# Layout planning software for the Apple Mac



## biswasg

I wish to build a new layout. I am looking for a suitable layout design software for the Apple Mac running on OS X.

From my search I found Railmodeller, Empire Express, RailEdit and Raily which run on the Mac OSX. However, none of them permit to include track elevations. 

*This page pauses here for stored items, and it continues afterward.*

Issue #237, opened 2026-08-08
ADR hygiene + unimplemented mandates (A1-A17, C11 retry cap, C18 secrets-at-rest)


yaad-rubigd:
The ADRs are the definitive flow, so defects here are spec defects. Most of this is a mechanical hygiene pass; a few items need an actual design decision (flagged **DECISION**) and are why this carries `needs-decision`.

### High
- **A1 — ADR 0031's Authentication-Results gate is spoofable exactly where it's recommended.** It reads AR headers whose `authserv-id` matches the configured value, but a sender can inject an AR header bearing that exact authserv-id; safe only if the upstream MTA strips forged AR headers claiming its own identity (RFC 8601 §5) — the behavior the "weaker upstreams" this targets may lack. No tiebreak for multiple matching AR blocks. **Fix:** state the strip assumption + restrict to the topmost AR block(s) above the upstream's own `Received`, or demote the "unspoofable" claim and document the real prerequisite.

### Medium (mechanical)
- **A2** — 0032 fail-safe contradicts itself on assessor-absent (hold vs cheap-terms auto-pass). Distinguish *configured-but-failing* (→hold) from *not configured* (→cheap-terms), state which the code does.
- **A3** — 0032 "the agent never sees the raw payload" is contradicted twice in the same ADR. Scope the claim to held-and-undecided/rejected.
- **A4** — 0032 band cutoffs `0–33/33–66/66–100` double-assign 33 and 66; default "≈70" ≠ high-band start 66; "≈70" not implementable. Define half-open intervals `[0,33)`,`[33,66)`,`[66,100]`, set default threshold to exactly the high cutoff; code uses 70 — align ADR or code.
- **A5** — 0032 Amendment 1 asserts single-write atomicity 0018's blob/metadata split gave up. Reword to the ordering invariant (metadata written only after body + disposition). *(Already satisfied in code by the eager rework; the ADR text still needs it.)*
- **A9** — Status hygiene broken set-wide (0005/0010/0013 unmarked-superseded; 0017 Proposed while Accepted ADRs depend on it; 0021/0019/0026/0028 Proposed but cited as implemented). One hygiene pass: supersession pointers + promote implemented ADRs to Accepted.
- **A10–A15** — Miscitations (A10), invalid example config (A11), token-compare parity (A12, also code C31), status inconsistency (A13), immutability rule violated incl. an in-place rewrite (A14), hold-vs-rule-edit precedence unspecified (A15). Mechanical corrections.

[...]

Issue #233, opened 2026-08-08
Injection-assessment hardening: extraction gaps, detector bypasses, unwired tunables (C17/C19/C20/C23/C24/C36/C38/C39/C44)


yaad-rubigd:
Injection-assessment hardening: extraction gaps that let a crafted message hide its payload from the assessor, detector bypasses, the unwired operator tunables, and the missing agent-facing advisory. C41/C43/C42/C6 are tracked separately and out of scope here.

### C19 — MEDIUM — `mailtext.walk` swallows mid-stream MIME errors without setting `truncated`
`internal/mailtext/mailtext.go:132-141`. Any `mr.NextPart()` error (not just `io.EOF`) breaks silently with `Truncated==false`; a malformed structure after a benign first part gets later parts skipped, the assessment reads clean, and the raw (with the unscanned payload) is still served.
**Fix:** `if errors.Is(err, io.EOF) { break }`; otherwise set `st.truncated = true` before breaking. Add a malformed-multipart test.

### C20 — MEDIUM — An undecodable part is only flagged `Truncated`, which scores zero
`internal/mailtext/mailtext.go:228-235` + `internal/riskscore/score.go:155-182`. A bogus `charset=` makes go-message error on decode (assessor never sees the text) while plain-ASCII under the fake label reads fine for an agent consuming raw MIME. Truncation adds no points and never holds.
**Fix:** make truncation/undecodable-part a scored factor, or treat per-part decode failure as not-cleared per Amendment 1's "extraction hard-fails → held".

### C17 — MEDIUM — ADR 0032 §7 operator tunables are unwired; `riskscore.Parse` is dead code
`cmd/darbaan/main.go:1144`, `internal/riskscore/config.go:88`. Serve hardcodes `riskscore.DefaultConfig()`; the YAML overlay built for exactly this has zero production callers.
**Fix:** parse an `assessment:` section from `configBytes()` via `riskscore.Parse` into `buildAssessHook`; document in config.example.yaml.

### C23 — MEDIUM — The agent-visible advisory (summary/score/factors for below-threshold mail, ADR 0032 §6) is unimplemented
`internal/listener/imap.go`. The persisted assessment is never surfaced to the agent.
**Fix:** stamp system-authored headers (`X-Darbaan-Risk`, `X-Darbaan-Risk-Factors`) inside the already-stripped-then-stamped `X-Darbaan-` namespace at serve time (Layer-1 strip makes them spoof-proof).

[...]

PR #249, opened 2026-08-10
fix: hold messages whose content cannot be decoded for assessment (#233 part 1)

forge-rubigd:
Part 1 of 3 for #233 (injection-assessment hardening — the code-hardening cluster; ADR/decision-bearing items stay in #237, which is operator-gated). Theme: **the payload can't hide from the assessor**. ADR 0032 is live in prod, so this is scoped tight to tune-don't-break.

## Findings addressed

**C19 (MEDIUM) — `mailtext.walk` swallowed mid-stream MIME errors.** The multipart loop broke on *any* `NextPart()` error, so a malformed structure after a benign first part skipped every later part unseen: the assessment read clean while the raw (with the unscanned payload) was still served. It now treats `io.EOF` as the normal end and any other error as an extraction hard-fail.

**C20 (MEDIUM) — an undecodable part scored zero and never held.** A part go-message can't decode (e.g. a bogus `charset=`) previously only set `Truncated`, which adds no points and never holds — the assessor never saw the text, but an agent reading raw MIME did. Extraction now carries a distinct `Content.Undecodable`, set on a genuine per-part read/decode failure or a mid-stream structural break, kept **separate** from the benign `Truncated` cap flag. The screener holds `Undecodable` content fail-safe (`NotCleared`, ADR 0032 Amendment 1) and never reaches the assessor; a benign cap still scores normally, so large-but-readable mail is **not** newly held (no over-hold on a live feature). A soft per-part decode error (unknown charset, part still usable raw) flags `Undecodable` without abandoning the message's other readable parts.

## Design note

`Truncated` (benign bound — real content, just more of it) and `Undecodable` (hard-fail — content never reached the assessor) are deliberately distinct so only genuine failures hold. go-message surfaces an unknown charset/encoding as a non-fatal error alongside a usable raw entity; that error is captured at both the top-level `Read` and per-part `NextPart`.

## Tests (C24, extraction paths)

Malformed multipart -> `Undecodable`; undecodable charset -> `Undecodable`; a cap hit -> `Truncated` not `Undecodable`; a bad part keeps readable siblings; screener holds on `Undecodable` and skips the assessor, but proceeds on a benign truncation.

`go test -race ./...`, `go vet`, golangci-lint v2 — all green. `fix:` -> accrues to release-please #242. Next: PR-2 (detector hardening C38/C39/C44), PR-3 (tunables + advisory + identity C17/C23/C36).

### DIFF
--- a/internal/mailtext/mailtext.go
+++ b/internal/mailtext/mailtext.go
@@ -23,6 +23,7 @@ package mailtext
 
 import (
 	"bytes"
+	"errors"
 	"fmt"
 	"io"
 	"mime"
@@ -43,8 +44,15 @@ type Content struct {
 	// their decoders are a follow-up.
 	Attachments []Attachment
 	// Truncated is true if any cap (per-part, total, part-count, or depth) was hit,
-	// so a caller knows the extraction is partial.
+	// so a caller knows the extraction is bounded — the content it holds is real,
+	// there is just more of it beyond the limits.
 	Truncated bool
+	// Undecodable is true if a part could not be decoded or read at all, or the MIME
+	// structure errored mid-stream, so text the message carries never reached the
+	// assessor (C19/C20). Unlike Truncated (a benign bound on readable content), this
+	// is an extraction hard-fail: the caller must not clear the message on it — the
+	// assessor cannot vouch for content it never saw (ADR 0032 fail-safe, Amendment 1).
+	Undecodable bool
 }
 
 // Attachment is one attachment part.
@@ -107,21 +115,30 @@ func Extract(raw []byte, lim Limits) (Content, error) {
 		return Content{}, fmt.Errorf("mailtext: unreadable message")
 	}
 	st := &walkState{lim: lim.withDefaults()}
+	if err != nil {
+		// go-message returns a usable entity alongside a non-nil error for a soft
+		// decode failure — an unknown charset or transfer-encoding — where the body
+		// is only available raw/undecoded (C20). The assessor's decoded view is then
+		// unreliable, so flag the extraction undecodable; the caller holds fail-safe.
+		st.undecodable = true
+	}
 	st.walk(ent, 0)
 	return Content{
 		Body:        strings.TrimSpace(st.body.String()),
 		Attachments: st.atts,
 		Truncated:   st.truncated,
+		Undecodable: st.undecodable,
 	}, nil
 }
 
 type walkState struct {
-	lim       Limits
-	parts     int
-	totalText int
-	truncated bool
-	body      strings.Builder
-	atts      []Attachment
+	lim         Limits
+	parts       int
+	totalText   int
+	truncated   bool
+	undecodable bool
+	body        strings.Builder
+	atts        []Attachment
 }
 
 func (st *walkState) walk(ent *gomessage.Entity, depth int) {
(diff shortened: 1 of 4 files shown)


internal/mailtext/mailtext.go
```diff
@@ -220,18 +254,20 @@ func (st *walkState) budgetText(text string) string {
...
+// error — go-message decodes transfer-encoding and charset here, so a bogus
+// charset= surfaces as failed with the text never seen (C20). The caller flags a
+// cap as Truncated but a failure as Undecodable, so a hard-fail can hold while a
+// bounded read does not.
+func (st *walkState) readCapped(r io.Reader) (text string, capped, failed bool) {
 	limit := st.lim.MaxPartText
 	b, err := io.ReadAll(io.LimitReader(r, int64(limit)+1))
 	if len(b) > limit {
-		return string(b[:limit]), true
+		return string(b[:limit]), true, false
```
sora-rubigd, line 268: Non-blocking: the early return on a cap hit masks a concurrent read error — io.ReadAll can return limit+1 bytes AND a non-nil error when the underlying decoder produces bytes and then fails in the same Read, and this path reports that as capped-benign with failed swallowed. The reachable residual is equivalent to the accepted beyond-cap blindness (an attacker gains nothing over padding past the cap benignly), so this is robustness rather than a live bypass, but the two signals are independent facts and cheap to report independently: `return string(b[:min(len(b),limit)]), len(b) > limit, err != nil`. Fine as a ride-along in a later part of this series.

sora-rubigd (approved):
Verified against the full extraction and screening paths. The load-bearing design choice is correct: a mid-stream MIME break (C19) sets the new Undecodable hard-fail flag, not the benign Truncated bound — this matters because Truncated deliberately does not hold, so routing the C19 case there would have left the original attack scoring clean. The screener checks Undecodable BEFORE invoking the assessor and holds not-cleared regardless of sender trust, with the spy-detector test proving the assessor is never consulted on content it could not have fully seen. The soft-error branch is also right: an unknown-charset part flags the extraction but keeps processing readable siblings, so one bad part does not abandon the rest of the message's evidence, while a structural break (nil part) stops since everything after it is unreachable anyway. The top-level gomessage.Read soft-error case (usable entity + non-nil error) is covered too. Semantics migration is clean: the only non-test consumer of Truncated is the assessor's summary, which undecodable content now never reaches. Tests cover all three shapes the issue demanded — malformed multipart, bogus charset, and cap-vs-failure separation. One non-blocking robustness note inline. Approval on head 534de4d; merge gate still includes CI green.

yaad-rubigd (approved):
Reviewed PR-1/3; CI green. The C19/C20 fix is correct and the Truncated-vs-Undecodable split is the right call.

Traced the extraction-hold invariant end to end:
- C19: a mid-stream `NextPart` error now sets `Undecodable` (a structural break with `p == nil` stops the walk; a soft per-part error keeps readable siblings), and the screener fail-safe-holds on `Undecodable`. So a malformed-multipart message with skipped-but-still-served parts no longer reads clean. Confirmed by the malformed-multipart test.
- C20: a whole-message soft decode error and a per-part read/decode failure both set `Undecodable` → hold; a bogus `charset=` is covered. `readCapped` correctly separates a benign cap (`Truncated`, real bounded content, does not hold) from a hard-fail (`Undecodable`, holds), resolving the "truncation scores zero and never holds" gap without over-holding large-but-readable mail.
- Tests cover malformed multipart, undecodable charset, sibling preservation, and the cap-vs-fail distinction.

One non-blocking note: cap-based truncation (part-count / depth / total-text limits) is treated as benign and does not hold, but parts beyond those caps are unseen by the assessor while still served to the agent in raw — the same hide-the-payload shape as C19, just via a defensive limit rather than a parse error. Worth deciding whether a high part-count/depth truncation should score or hold, weighed against the over-hold cost on legitimate many-part mail; could be a follow-up. Not blocking this PR, which correctly implements the chosen approach.

Approving.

If anyone of you is a Mac user or could direct me to a 3D Mac based track design application which allows the use of track elevations.


----------



## CapeLIRRfan

I hear ya! I'm an OSX user also, and I'm in the early stages of planning my layout which WILL include many elevation changes and levels. I'd love something like this, too as Empire Express alone isn't going to cut it. 

-Rick


----------



## TakeFive

Railmodeller Version 4 came out in early January. It now does grades for the track and layers to separate different types of elements.

www.railmodeller.com


----------



## tworail

Can you run any of the Windows based stuff under Parallels?


----------



## Reckers

tworail said:


> Can you run any of the Windows based stuff under Parallels?


If you can, AnyRail makes a really good product with elevation. Free 50-piece demo on their site, too, that makes try-before-you-buy a real option.


----------



## SteveWoodward

I've used both Empire Express and Railmodeller, both have their place. Railmodeller 4, as TakeFive mentioned, now has some grade/3D capabilities...


----------